_Work to be completed_
List, from the lines below, each one with "link" in it.

═══ Data to use ═══

PR #4, opened 2015-09-11
Add PR number to Github instances and show PR link in the Web UI.

smarnach:


instance/static/html/instance/index.html
```diff
@@ -50,7 +50,13 @@
...
                 <span>Studio: <a href="{{ selected.instance.studio_url }}" target="_new">{{ selected.instance.studio_url }}</a></span>
               </li>
-              <li><a href="{{ selected.instance.github_branch_url }}" target="_new">{{ selected.instance.github_base_url }}</a> | {{ selected.instance.branch_name }}</li>
+              <li>
+                <a href="{{ selected.instance.github_branch_url }}" target="_new">{{ selected.instance.github_base_url }}</a> {{ selected.instance.branch_name }}
+                {% if selected.instance.github_pr_url %}
+                | <a href="{{ selected.instance.github_pr_url }}" target="_new">PR#{{ selected.instance.github_pr_number }}</a>
+                {% endif %}
+              </li>
+              {% endif %}
```
antoviaque: @smarnach Is that showing up correctly on your development environment? This template isn't interpreted by the Django templating language, it uses the angular syntax, so `{% if ... %}` won't work - it shows this for me:

screenshot-localhost 5000-2015-09-12-08-53-20

Instead you need to use the `ng-if` directive, like in https://github.com/open-craft/opencraft/blob/smarnach/add-pr-link/instance/static/html/instance/index.html#L33

instance/tasks.py
```diff
@@ -66,6 +66,7 @@ def watch_pr():
             instance, created = OpenEdXInstance.objects.get_or_create(
                 sub_domain=pr_sub_domain,
                 fork_name=pr.fork_name,
+                github_pr_number=pr.number,
```
antoviaque: @smarnach Since this is in a `get_or_create()` call, adding this will cause all existing PR sandbox to be duplicated when pushing this... Maybe add setting the PR number on the existing instances in the migration?

instance/static/html/instance/index.html
smarnach: Oh dear, apparently I was quite tired on Friday night. :)  As mentioned in the PR description, I had some trouble getting the development server running.  I'll give it another try and send an update.

instance/tasks.py
smarnach: @antoviaque Good point, but I'm not sure about adding the PR number in the migration code.  I somehow don't like calling out to the Github API in migration code.  This feels too fragile to me.

I resorted to the very simple solution of setting the PR number a few lines further down.  The keys that are currently in the `get_or_create()` call are enough to uniquely identify the instance, so we can just unconditionally overwrite the PR number on the instance.

smarnach:
@antoviaque I pushed a fix for the issues you mentioned.  This time I verified it myself, since I now have a working development server. :)

instance/static/html/instance/index.html
antoviaque: @smarnach : )

Out of curiosity, what were the issues you had to setup the dev environment? If there are some gotchas other might run into, it could be worth adding a note or fixing them.

instance/tasks.py
antoviaque: @smarnach True, it would have to be done carefully in the migrations, to handle potential API call failures. But here your approach sounds good to me - it means that we wouldn't be able to have several sandboxes from a single branch, even if they have multiple PRs (even if they are successive) - but that might actually turn out to be a feature. We'll see.

antoviaque:
@smarnach Thanks for the fixes! Looks good now to me :+1:

instance/static/html/instance/index.html
smarnach: @antoviaque The problems were mostly with myself, not with the instructions in the README.  The README could be a bit more detailed on what to put in the `.env` file and which settings actually need useful values to get the development server running.  (I simply copied `.env.test`, removed the `-test` suffix from the database name and ran `createdb opencraft`, which is probably the fastest way of getting a somewhat working setup.)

═══

_Reply to the exercise_
Add PR number to Github instances and show PR link in the Web UI.
Instead you need to use the `ng-if` directive, like in https://github.com/open-craft/opencraft/blob/smarnach/add-pr-link/instance/static/html/instance/index.html#L33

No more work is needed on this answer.